ASSIGNED TASK:
Work through the entries below line by line and give the number of lines with the string "until", nothing else.
*** MATERIALS PROVIDED ***
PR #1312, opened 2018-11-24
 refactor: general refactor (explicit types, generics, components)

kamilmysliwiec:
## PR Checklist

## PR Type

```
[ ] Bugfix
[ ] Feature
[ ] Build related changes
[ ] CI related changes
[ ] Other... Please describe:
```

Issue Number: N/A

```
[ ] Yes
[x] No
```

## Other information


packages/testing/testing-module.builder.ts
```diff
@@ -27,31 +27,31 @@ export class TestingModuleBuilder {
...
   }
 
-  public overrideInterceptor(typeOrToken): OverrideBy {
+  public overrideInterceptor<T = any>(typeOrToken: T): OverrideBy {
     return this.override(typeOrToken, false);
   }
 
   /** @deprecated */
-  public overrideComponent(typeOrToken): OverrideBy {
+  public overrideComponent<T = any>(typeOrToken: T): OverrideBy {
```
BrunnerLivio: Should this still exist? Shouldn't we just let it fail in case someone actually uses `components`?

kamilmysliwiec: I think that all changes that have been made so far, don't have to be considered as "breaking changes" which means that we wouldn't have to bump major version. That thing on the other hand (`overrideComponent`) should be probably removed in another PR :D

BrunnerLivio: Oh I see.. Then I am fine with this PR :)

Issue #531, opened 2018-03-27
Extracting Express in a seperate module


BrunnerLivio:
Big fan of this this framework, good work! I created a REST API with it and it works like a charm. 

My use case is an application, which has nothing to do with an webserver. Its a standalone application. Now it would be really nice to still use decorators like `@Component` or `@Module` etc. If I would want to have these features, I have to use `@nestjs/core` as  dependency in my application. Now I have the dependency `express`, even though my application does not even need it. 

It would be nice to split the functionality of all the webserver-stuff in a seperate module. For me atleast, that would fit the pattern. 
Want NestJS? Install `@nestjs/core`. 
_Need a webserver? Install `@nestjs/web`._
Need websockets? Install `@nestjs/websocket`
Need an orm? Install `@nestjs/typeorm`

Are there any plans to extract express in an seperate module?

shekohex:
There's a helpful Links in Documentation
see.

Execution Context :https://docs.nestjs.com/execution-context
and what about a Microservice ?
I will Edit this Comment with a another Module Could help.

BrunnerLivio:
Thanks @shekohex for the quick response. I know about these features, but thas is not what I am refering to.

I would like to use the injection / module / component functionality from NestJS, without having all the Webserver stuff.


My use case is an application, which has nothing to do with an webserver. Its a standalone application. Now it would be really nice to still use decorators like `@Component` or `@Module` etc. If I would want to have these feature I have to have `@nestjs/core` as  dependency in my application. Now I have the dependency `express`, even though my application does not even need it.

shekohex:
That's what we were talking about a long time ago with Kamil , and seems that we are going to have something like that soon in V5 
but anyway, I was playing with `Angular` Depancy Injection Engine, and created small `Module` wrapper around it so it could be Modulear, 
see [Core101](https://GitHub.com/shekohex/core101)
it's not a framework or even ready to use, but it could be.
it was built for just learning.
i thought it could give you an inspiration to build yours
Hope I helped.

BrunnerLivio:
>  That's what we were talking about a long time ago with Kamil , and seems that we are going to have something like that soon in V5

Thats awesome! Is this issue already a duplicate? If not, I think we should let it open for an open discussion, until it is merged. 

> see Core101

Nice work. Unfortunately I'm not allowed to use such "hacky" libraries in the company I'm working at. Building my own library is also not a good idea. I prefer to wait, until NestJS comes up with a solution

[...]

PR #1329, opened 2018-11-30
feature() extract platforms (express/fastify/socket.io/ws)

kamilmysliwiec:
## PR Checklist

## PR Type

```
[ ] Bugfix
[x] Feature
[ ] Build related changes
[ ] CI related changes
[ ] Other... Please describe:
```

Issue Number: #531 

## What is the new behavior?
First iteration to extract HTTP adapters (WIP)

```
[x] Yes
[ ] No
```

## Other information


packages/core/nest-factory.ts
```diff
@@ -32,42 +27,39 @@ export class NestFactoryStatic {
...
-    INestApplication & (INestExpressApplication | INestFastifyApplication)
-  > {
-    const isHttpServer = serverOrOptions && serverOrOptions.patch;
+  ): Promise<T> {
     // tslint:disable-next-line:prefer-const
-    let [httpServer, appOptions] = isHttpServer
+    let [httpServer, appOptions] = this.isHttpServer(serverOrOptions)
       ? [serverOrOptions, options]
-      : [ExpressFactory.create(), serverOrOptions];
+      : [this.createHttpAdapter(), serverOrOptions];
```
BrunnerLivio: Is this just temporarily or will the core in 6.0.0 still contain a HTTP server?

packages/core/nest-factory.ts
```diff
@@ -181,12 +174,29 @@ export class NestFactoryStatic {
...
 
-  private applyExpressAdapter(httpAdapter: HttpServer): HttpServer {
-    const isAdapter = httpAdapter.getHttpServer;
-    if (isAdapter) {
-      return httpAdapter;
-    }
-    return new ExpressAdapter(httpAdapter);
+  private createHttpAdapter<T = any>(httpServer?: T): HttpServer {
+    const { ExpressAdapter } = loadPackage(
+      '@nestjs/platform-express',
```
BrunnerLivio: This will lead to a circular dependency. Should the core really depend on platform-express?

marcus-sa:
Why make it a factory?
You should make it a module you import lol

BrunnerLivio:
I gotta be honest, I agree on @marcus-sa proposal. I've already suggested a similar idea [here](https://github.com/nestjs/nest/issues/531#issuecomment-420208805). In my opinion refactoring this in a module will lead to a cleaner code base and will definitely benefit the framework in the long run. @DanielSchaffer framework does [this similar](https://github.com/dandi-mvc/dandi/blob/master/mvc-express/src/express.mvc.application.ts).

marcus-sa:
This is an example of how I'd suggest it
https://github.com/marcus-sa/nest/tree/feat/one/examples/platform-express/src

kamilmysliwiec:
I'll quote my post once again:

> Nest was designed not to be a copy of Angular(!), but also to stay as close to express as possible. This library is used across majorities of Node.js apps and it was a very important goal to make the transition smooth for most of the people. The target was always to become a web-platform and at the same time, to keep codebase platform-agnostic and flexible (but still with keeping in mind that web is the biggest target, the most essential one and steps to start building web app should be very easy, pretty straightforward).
*** End of MATERIALS PROVIDED ***
RESPONSE AREA:
2